[chef] Re: Request for input on orchestration

["John E. Vincent (lusis)" < >]

On Fri, Jan 28, 2011 at 3:26 PM, Chris Walters 
<
 >
 wrote:
> Ohai Chefs!
>
> We're in the preliminary stages of designing possible solutions for
> orchestration and would like to understand the community's
> requirements.
>
> I'm going to write down my thoughts and questions. Nothing is gospel,
> so please feel free to comment on everything, including the framing.
>
> Background:
>
> Chef, as currently conceived, does a great job of exposing a model for
> how to get a system from either an embryonic state or a slightly
> misconfigured state to the desired state, mainly via the mechanism of
> resource idempotence.
>
> What I think is not yet well-modeled is how to go from one
> well-configured state to a completely different well-configued
> state. It also doesn't yet model synchronization of actions across
> multiple boxes in that there isn't a first-class way to gate actions
> that are dependent on the completion of steps on other servers.
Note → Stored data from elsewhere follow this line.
PR #1652, opened 2021-06-08
Add HTTPS option to prometheus endpoint

soneillf5:
### Proposed changes
This change adds https as an option of the prometheus endpoint.

### Checklist


pleshakov:
Hi @soneillf5 

The implementation looks good.

However, I think we can make it more integrated with Kubernetes and add some usability. The issue I see is how the admin will propagate the cert and key to the file system of  the pod? Also consider our three installation methods: manifests, helm chart and the operator.

A good approach that would work well for all installation methods is for the admin to create a Secret with a TLS cert and key and pass its name as an Ingress Controller parameter. This would be similar to the `-default-server-tls-secret` or `-wildcard-tls-secret` command-line flags. 

Could we have a similar `-prometheus-tls-secret` flag?

If it is set, the TLS will be enabled for Prometheus metrics and the IC will use the TLS cert and key from the referenced Secret. If the secret doesn't exist or it is invalid, the IC will fail to start with an error.

An extra feature here - supporting updating that secret - if the Secret is updated, the IC will start using the new version. This is something that we support for the default and the wildcard secrets. However, supporting updating will be more involved, and we can start with a simple implementation without it.

Regarding different installation methods:
* For the manifests installation, the admin will need to create a TLS Secret and update the Ingress Controller deployment/daemonset to use it (the cli args). There are also annotations that are needed to be added as described here https://docs.nginx.com/nginx-ingress-controller/logging-and-monitoring/prometheus/#enabling-metrics 
* For Helm chart, we can add parameters similar to the parameters for the default server secret and the wildcard secret ( see `controller.wildcardTLS.*`). There is no need to provide the default value of the cert and key. Note that we already have `prometheus.*` parameter, so it makes sense to extend them. For example, `prometheus.tls.cert`, `prometheus.tls.key` and `prometheus.tls.secret`. If the `prometheus.tls.secret`, helm will configure the IC args to use the referenced secret. If ``prometheus.tls.cert` and `prometheus.tls.key` are set, helm will create a Secret with those values and configure the IC args to use it.
* For the Operator, we can add  a field:
```
   prometheus:
     enable: true
     port: 9114
     tlsSecret: ns/name
 ```

Regarding documentation - we will need to document all new cli args, helm parameters, etc. It makes sense to mention that you can secure the Prometheus endpoint with TLS here https://docs.nginx.com/nginx-ingress-controller/logging-and-monitoring/prometheus/ 

Not tested, but we might need to add `prometheus.io/scheme: https` annotation to the pod template if TLS is enabled. For manifests installation, we can simply add and comment it out. For helm and operator, we will need to add it if the TLS is enabled for Prometheus.

While the operator lives in a separate repo and requires a separate PR, I mentioned it here for completeness.

**Comment by soneillf5** [comment]
@pleshakov I've updated to use a Kubernetes Secret resource for the TLS cert data, I still need to add an automated test for it, but I've confirmed it works locally. I'll update the operator/helm/docs in the next few days too.

File: cmd/nginx-ingress/main.go [hunk 1]
```diff
@@ -590,14 +601,14 @@ func main() {
...
 				streamUpstreamServerVariableLabels, streamServerZoneVariableLabels, streamUpstreamServerPeerVariableLabelNames)
 			plusCollector = nginxCollector.NewNginxPlusCollector(plusClient, "nginx_ingress_nginxplus", variableLabelNames, constLabels)
-			go metrics.RunPrometheusListenerForNginxPlus(*prometheusMetricsListenPort, plusCollector, registry)
+			go metrics.RunPrometheusListenerForNginxPlus(*prometheusMetricsListenPort, plusCollector, registry, prometheusSecret)
 		} else {
 			httpClient := getSocketClient("/var/lib/nginx/nginx-status.sock")
 			client, err := metrics.NewNginxMetricsClient(httpClient)
 			if err != nil {
-				glog.Fatalf("Error creating the Nginx client for Prometheus metrics: %v", err)
+				glog.Warningf("Error creating the Nginx client for Prometheus metrics: %v", err)
```
soneillf5, line 609: Ignore this, will remove.

internal/metrics/listener.go
```diff
@@ -49,5 +53,47 @@ func runServer(port string, registry prometheus.Gatherer) {
...
+			glog.Errorf("failed to create key file for prometheus: %w", err)
+		}
+		defer removeTemporaryFile(keyFile)
+
+		glog.Fatal("Error in Prometheus listener server: ", http.ListenAndServeTLS(address, certFile.Name(), keyFile.Name(), nil))
+	}
+}
+
+func writeTempFile(data []byte, name string) (*os.File, error) {
+	f, err := ioutil.TempFile("", name)
```
pleshakov, line 80: at this point, the name is already unique, because it includes the date prefix before the `nginx-prometheus.cert` and `nginx-prometheus.key`.   In `ioutil.TempFile("", name)` "the filename is generated by taking pattern and adding a random string to the end". So we basically we're doing the uniqueness work twice. Is it necessary? Do we need to have the date prefix?

Also note that it makes sense to store it with `600` permission so only the process under `nginx` user has access to it - this user is used to run both the IC and NGINX.  This is similar to the permission of the regular TLS secrets the IC writes:
```
	TLSSecretFileMode            = 0600  // TLSSecretFileMode defines the default file mode for files with TLS Secrets.
```

internal/metrics/listener.go
```diff
@@ -49,5 +53,47 @@ func runServer(port string, registry prometheus.Gatherer) {
...
+	if err != nil {
+		return nil, fmt.Errorf("failed to create temp file: %w", err)
+	}
+	fmt.Println("Temp file name:", f.Name())
```
pleshakov, line 84: temp debug statement?

cmd/nginx-ingress/main.go
```diff
@@ -154,6 +154,9 @@ var (
 	enablePrometheusMetrics = flag.Bool("enable-prometheus-metrics", false,
 		"Enable exposing NGINX or NGINX Plus metrics in the Prometheus format")
 
+	prometheusTLSSecretName = flag.String("prometheus-tls-secret", "",
+		`A Secret with a TLS certificate and key for TLS termination of the prometheus endpoint.`)
```
pleshakov, line 158: neat: for consistent naming. we used Prometheus before. could you capitalize other new ocurrences?
```suggestion
		`A Secret with a TLS certificate and key for TLS termination of the Prometheus endpoint.`)
```

internal/metrics/listener.go
```diff
@@ -49,5 +53,47 @@ func runServer(port string, registry prometheus.Gatherer) {
...
+	} else {
+		// Unfortunately, http.ListenAndServeTLS() takes a filename instead of cert/key data, so we
+		// Write the cert and key to a temporary file. We create a unique file name to prevent collisions.
+		certFileName := fmt.Sprintf("%v-%s", time.Now().Unix(), "nginx-prometheus.cert")
+		keyFileName := fmt.Sprintf("%v-%s", time.Now().Unix(), "nginx-prometheus.key")
+		certFile, err := writeTempFile(prometheusSecret.Data[api_v1.TLSCertKey], certFileName)
+		if err != nil {
+			glog.Errorf("failed to create cert file for prometheus: %w", err)
+		}
+		defer removeTemporaryFile(certFile)
```
pleshakov, line 67: not sure why we need to remove those files. If the IC process terminates or exists, Docker runtime will remove the IC container along with all its files.

internal/metrics/listener.go
```diff
@@ -49,5 +53,47 @@ func runServer(port string, registry prometheus.Gatherer) {
...
+	if prometheusSecret == nil {
+		glog.Fatal("Error in Prometheus listener server: ", http.ListenAndServe(address, nil))
+	} else {
+		// Unfortunately, http.ListenAndServeTLS() takes a filename instead of cert/key data, so we
+		// Write the cert and key to a temporary file. We create a unique file name to prevent collisions.
+		certFileName := fmt.Sprintf("%v-%s", time.Now().Unix(), "nginx-prometheus.cert")
+		keyFileName := fmt.Sprintf("%v-%s", time.Now().Unix(), "nginx-prometheus.key")
+		certFile, err := writeTempFile(prometheusSecret.Data[api_v1.TLSCertKey], certFileName)
+		if err != nil {
+			glog.Errorf("failed to create cert file for prometheus: %w", err)
```
pleshakov, line 65: I wonder if it makes sense to Fatal here (and in line 71). Otherwise, the error will occur in `http.ListenAndServeTLS`, which might be less clear that the err here.

internal/metrics/listener.go
soneillf5: removed

cmd/nginx-ingress/main.go
soneillf5: I think it's fine as it is.

internal/metrics/listener.go
soneillf5: I'd rather not leave certs hanging around on the file system unless they are needed again.

internal/metrics/listener.go
soneillf5: fixed

internal/metrics/listener.go
pleshakov: it is a good practice! 

however, note that `removeTemporaryFile()` will never be executed.  That's because ` http.ListenAndServeTLS(address, certFile.Name(), keyFile.Name(), nil)` blocks forever. Even if it doesn't block, but returns an error, glog.Fatal will print it and terminate the IC process, so that `removeTemporaryFile()` will not be called.

 If the intention is to remove the files immediately after `http.ListenAndServeTLS` is called , then the current approach doesn't work :(

cmd/nginx-ingress/main.go
pleshakov: is `Warningf` still needed?

deployments/helm-chart/values.yaml
```diff
@@ -310,3 +310,6 @@ prometheus:
 
   ## Configures the port to scrape the metrics.
   port: 9113
+
+  ## Specifies the namespace/name of a Kubernetes TLS Secret which will be used to protect the Prometheus endpoint.
+  secret: ""
```
pleshakov, line 315: could we add the ability to configure the secret values? this is handy, as it allows the admins to define every part of the Ingress Controller installation through a helm chart. 

> For Helm chart, we can add parameters similar to the parameters for the default server secret and the wildcard secret ( see `controller.wildcardTLS.*`). There is no need to provide the default value of the cert and key. Note that we already have `prometheus.*` parameter, so it makes sense to extend them. For example, prometheus.tls.cert, prometheus.tls.key and prometheus.tls.secret. If the prometheus.tls.secret, helm will configure the IC args to use the referenced secret. If `prometheus.tls.cert` and `prometheus.tls.key` are set, helm will create a Secret with those values and configure the IC args to use it.
From https://github.com/nginxinc/kubernetes-ingress/pull/1652#issuecomment-857284938

pleshakov, line 315: there are two docs for helm chart that we need to update to include the new parameters:
- https://github.com/nginxinc/kubernetes-ingress/blob/master/deployments/helm-chart/README.md
- https://deploy-preview-1652--nginx-kubernetes-ingress.netlify.app/nginx-ingress-controller/installation/installation-with-helm/

internal/metrics/listener.go
```diff
@@ -2,14 +2,17 @@ package metrics
 
 import (
 	"fmt"
```
pleshakov, line 4: Is it possible to address the linting errors?

deployments/helm-chart/templates/controller-daemonset.yaml
```diff
@@ -142,6 +142,7 @@ spec:
 {{- end }}
           - -enable-prometheus-metrics={{ .Values.prometheus.create }}
           - -prometheus-metrics-listen-port={{ .Values.prometheus.port }}
+          - -prometheus-tls-secret={{ .Values.prometheus.secret }}
```
pleshakov, line 145: I haven't tested it (it needs to be checked with a deployed Prometheus) but the pod template is probably needed to be updated with `prometheus.io/scheme: https`  (both for Deployment and DS) if TLS is enabled for Prometheus endpoint

tests/suite/test_prometheus_endpoint.py
```diff
@@ -0,0 +1,148 @@
...
+            kube_apis, f"{TEST_DATA}/smoke/standard/smoke-ingress.yaml", test_namespace
+        )
+        delete_secret(kube_apis.v1, secret_name, test_namespace)
+
+    request.addfinalizer(fin)
+
+    return IngressSetup(ingress_host)
+
+
+@pytest.mark.demo
```
pleshakov, line 104: is it a temp mark?

tests/suite/test_prometheus_endpoint.py
```diff
@@ -0,0 +1,148 @@
...
+            enable_exporter_port,
+            expected_metrics,
+            ingress_setup,
+    ):
+        resp = {}
+
+        # assert http fails
+        req_url = f"http://{ingress_controller_endpoint.public_ip}:{ingress_controller_endpoint.metrics_port}/metrics"
+        try:
+            resp = requests.get(req_url, verify=False)
```
pleshakov, line 133: do we need to fail after the resp line when no exception is thrown?

tests/suite/test_prometheus_endpoint.py
```diff
@@ -0,0 +1,148 @@
...
+        except:
+            print("request fails as expected")
+
+        assert resp.status_code == 400, f"Expected 400 code for http request to /metrics but got {resp.status_code}"
+
+        # assert https succeeds
+        req_url = f"https://{ingress_controller_endpoint.public_ip}:{ingress_controller_endpoint.metrics_port}/metrics"
```
pleshakov, line 140: will not work for both NodePort and Loadbalancer service?

tests/suite/test_prometheus_endpoint.py
```diff
@@ -0,0 +1,148 @@
...
+
+    if cli_arguments["deployment-type"] == "deployment":
+        kube_apis.apps_v1_api.patch_namespaced_deployment(ingress_controller, namespace, body)
+    else:
+        kube_apis.apps_v1_api.patch_namespaced_daemon_set(ingress_controller, namespace, body)
+    wait_until_all_pods_are_ready(kube_apis.v1, namespace)
+
+
+@pytest.fixture(scope="class")
+def ingress_setup(request, kube_apis, ingress_controller_endpoint, test_namespace) -> IngressSetup:
```
pleshakov, line 72: what is the rationale behind testing an Ingress resource in this test?

pleshakov (commented):
Hi @soneillf5 

Could we also update this part https://docs.nginx.com/nginx-ingress-controller/logging-and-monitoring/prometheus/#enabling-metrics ? For example, you can make the second step there like this:
2. To enable TLS for the Prometheus endpoint, configure the `-prometheus-tls-secret` cli argument with the namespace and name of a [TLS Secret](https://kubernetes.io/docs/concepts/configuration/secret/#tls-secrets).

Also, the `prometheus.io/scheme: https` annotation is required by the Prometheus to use TLS, we need to mention it  the step 3 there.

tests/suite/test_prometheus_endpoint.py
soneillf5: merged with previous test.

tests/suite/test_prometheus_endpoint.py
soneillf5: I'm not sure what your comment means, can you rephrase it?

tests/suite/test_prometheus_endpoint.py
soneillf5: removed

internal/metrics/listener.go
soneillf5: I thought I had it setup correctly, I've added 'go imports' to the file watcher so it won't happen again I think.

tests/suite/test_prometheus_endpoint.py
soneillf5: updated.

deployments/helm-chart/values.yaml
soneillf5: I've updated the first link but I couldn't find the second in the codebase.

deployments/helm-chart/templates/controller-daemonset.yaml
soneillf5: You're correct, I didn't realise it but prometheus uses the annotations as a marker to scrape. Fixed.

tests/suite/test_prometheus_metrics.py
```diff
@@ -173,3 +186,48 @@ def test_latency_metrics(
...
+                {"extra_args": ["-enable-prometheus-metrics", "-enable-latency-metrics", "-prometheus-tls-secret=nginx-ingress/prometheus-test-secret"]},
+                [
+                    'nginx_ingress_controller_ingress_resources_total{class="nginx",type="master"} 0',
+                    'nginx_ingress_controller_ingress_resources_total{class="nginx",type="minion"} 0',
+                ],
+            )
+        ],
+        indirect=["ingress_controller"],
+    )
+    @pytest.mark.sean
```
ciarams87, line 202: I'm guessing this was left in by accident?

ciarams87 (approved):

tests/suite/test_prometheus_metrics.py
soneillf5: fixed and added a local githook to prevent further issues.

tests/suite/test_prometheus_endpoint.py
pleshakov: typo. "will it work ... " , my bad!

I was concerned whether accessing the Prometheus endpoint will work in the test when the IC is exposed through a service of the type LoadBalancer.

This answers my question https://github.com/nginxinc/kubernetes-ingress/blob/79c98c311223fec1c1d956e17e40dbc58f0d68da/tests/suite/fixtures.py#L129 -- port 9113 is exposed through a service and it will work whether the service type is LoadBalancer and NodePort.

deployments/helm-chart/values.yaml
pleshakov: there are a few ways I see to keep those values protected:
- a plugin to encrypt secret values https://itnext.io/helm-3-secrets-management-4f23041f05c3 
- have a separate values files only for secrets (helm install can take multiple values , for examle, `helm install .. -f a.yaml -f b.yaml -f c.yaml`) and not store it in the source control, but generate it during deployment 
- you can also configure all or some helm parameters via cli args, so helm can take the values for those parameters from env variables.

Allowing configuring secret values in the helm chart allows the admin to use the chart as a single source of truth -- so to install the Ingress Controller, you only need to run `helm install ... ` and nothing else.

I think it is important to provide an alternative, so that secrets could be managed separately. That's why the `secret` parameter makes sense.

pleshakov: here is the link https://github.com/nginxinc/kubernetes-ingress/blob/master/docs-web/installation/installation-with-helm.md

cmd/nginx-ingress/main.go
pleshakov: @soneillf5 it appears to be a temp change. Shall we revert back to  Fatalf ?

pleshakov:
Hi @soneillf5  the changes look good 

There are few remaining comments:
https://github.com/nginxinc/kubernetes-ingress/pull/1652#discussion_r652977978
https://github.com/nginxinc/kubernetes-ingress/pull/1652#discussion_r652977540
https://github.com/nginxinc/kubernetes-ingress/pull/1652#discussion_r652978934

cmd/nginx-ingress/main.go
soneillf5: fixed, thanks for catching this.

deployments/helm-chart/values.yaml
soneillf5: thanks, updated.

soneillf5: I understand there are mitigations, such as additional values files and encryption and cli-args. 

I still think it's not a good idea and I won't be adding secret values to this PR. If you'd like to block this PR based on this, let me know so we can do something to resolve it.

pleshakov (approved):
🚀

For
> example, a complex migration or deployment might require bringing
> boxes up or down, copying data, cleanly removing artifacts or services
> installed by previous chef runs, not restarting load balancers until
> some quorum of webservers have re-started, etc.
>
> We'd like to collect the use cases, requirements, and thoughts that
> best serve the community.
>
> 1) What do you think the scope of orchestration is and is not?
>

Orchestration is a pretty loaded term. In my VERY opinionated mind it
mainly revolves around the coordination of constituent parts of the
system as a whole. I think conductor when I think orchestration. The
brass section is my web farm, the woodwinds are the apis and the
percussion brings up data.

> 2) What are the use cases that you would like to see an orchestration
> system/DSL accommodate? The more specific and granular the steps of
> the orchestration, the better. (If you would not like your use case
> made public but would nonetheless like it considered during design,
> validation, and testing, please send it to me directly at
> 
 )
>

Having taken my own swing at this problem space, there are a few key
things you need to be able to express. Some of these chef does already
in an abstract sense.

- relationships/deps between nodes
- relationships/deps between things running on the node
- gating and phasing
- unmanaged resources

As for a DSL it could be as simple as:

depends_external "foo"
  type "role"
end

where foo is the result of a role search and the run will block until
that condition is met

or

triggers "haproxy" do
  role "loadbalancer"
  action :restart
end

to trigger a restart of the haproxy service on all nodes of type loadbalancer.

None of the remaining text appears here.